You can press the corresponding numbers for the settings marked **Recommended** and you’ll be guided to how to configure them.

When you are done, navigate back to this menu and press 0, which will allow you to save changes after make your configurations:

(0)  Exit, saving the new settings.  They will take effect immediately.

zsh is very configurable, and you can also find many plugins and themes for it, which we won’t cover in this article. However you should be able to find information on how to configure it online, as well as many great plugins to enhance functionality.

This configuration screen is meant for initial configuration. To make other configurations to the zsh interactive shell you can edit the ~/.zshrc file.

nano ~/.zshrc
Contents of ~/.zshrc
# Lines configured by zsh-newuser-install
HISTFILE=~/.histfile
HISTSIZE=1000
SAVEHIST=1000
bindkey -e
# End of lines configured by zsh-newuser-install
# The following lines were added by compinstall
zstyle :compinstall filename '/home/edxd/.zshrc'

autoload -Uz compinit
compinit
# End of lines added by compinstall

You should see the changes you made during the initial configuration screen reflected in the ~/.zshrc file.
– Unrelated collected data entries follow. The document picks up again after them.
PR #260, opened 2022-01-23
(stdlib) Add Posix module with some initial methods

perlun:


perlun:
This seems to work quite nicely, and we can easily provide some of the basic `get*` methods here, providing a smooth experience for people writing Perlang code on POSIX-based systems like Linux and macOS. We probably need to figure out some reasonable way to gracefully fail on Windows, though. (since it doesn't support this, or...?)

We added Windows CI in #257; this will help us learn how this behaves on non-POSIX platforms.

perlun:
> We probably need to figure out some reasonable way to gracefully fail on Windows, though. (since it doesn't support this, or...?)

Added in #266. The approach taken there is certainly not _perfect_ but it will do for now.

Directory.Build.props
```diff
@@ -6,6 +6,18 @@
...
+    </PropertyGroup>
+
+    <PropertyGroup Condition="$([MSBuild]::IsOSPlatform('OSX'))">
+        <DefineConstants>_MACOS</DefineConstants>
+    </PropertyGroup>
+
+    <PropertyGroup Condition="$([MSBuild]::IsOSPlatform('Windows'))">
+        <DefineConstants>_WINDOWS</DefineConstants>
+    </PropertyGroup>
+
```
perlun, line 20: Inspired by https://stackoverflow.com/a/65208710/227779 and https://blog.magnusmontin.net/2018/11/05/platform-conditional-compilation-in-net-core/, this approach seems to be a quite nice way to handle platform-specific code. :tada:

Perlang.sln.DotSettings
```diff
@@ -9,6 +9,10 @@
 	<s:Boolean x:Key="/Default/Environment/SettingsMigration/IsMigratorApplied/=JetBrains_002EReSharper_002EPsi_002ECSharp_002ECodeStyle_002ECSharpUseContinuousIndentInsideBracesMigration/@EntryIndexedValue">True</s:Boolean>
 	<s:Boolean x:Key="/Default/Environment/SettingsMigration/IsMigratorApplied/=JetBrains_002EReSharper_002EPsi_002ECSharp_002ECodeStyle_002ESettingsUpgrade_002EMigrateBlankLinesAroundFieldToBlankLinesAroundProperty/@EntryIndexedValue">True</s:Boolean>
 	<s:Boolean x:Key="/Default/UserDictionary/Words/=Callables/@EntryIndexedValue">True</s:Boolean>
+	<s:Boolean x:Key="/Default/UserDictionary/Words/=getcwd/@EntryIndexedValue">True</s:Boolean>
```
perlun, line 12: (I initially planned to have a `getcwd` which delegated to `Environment.CurrentDirectory`, but I concluded it wasn't a great idea since `getcwd` actually _exists_ on Windows as well... I am leaning towards adding a `Libc` or `System` class or something where we can put stuff like this. In a way, `Libc` would perhaps make most sense if we consider it a container for "C-like" functions like `getcwd`, perhaps `fopen` (will be needed for e.g. `Posix.mmap` I think) and so forth.)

Although it’s recommended you continue configuring zsh in this file, you can also return to the initial configuration screen by running the following commands:

autoload -U zsh-newuser-install
zsh-newuser-install -f

Change Shell Back

If you want to change your shell back to Bash, or any other shell you had, then use the chsh -s [path_to_shell] command.

This command will change my shell back to Bash.

chsh -s $(which bash)

Instead of passing the output of the which bash command to chsh -s, you can also specify the path to the shell:

chsh -s /bin/bash

Uninstall Zsh

To uninstall zsh on Debian-based distros run:

sudo apt --purge remove zsh

To uninstall zsh on RHEL-based distros run:

sudo dnf --remove zsh

Conclusion

In this tutorial we explained how to install zsh on Linux, set it as the default shell, go through the initial configuration, revert back to our old shell and uninstall zsh.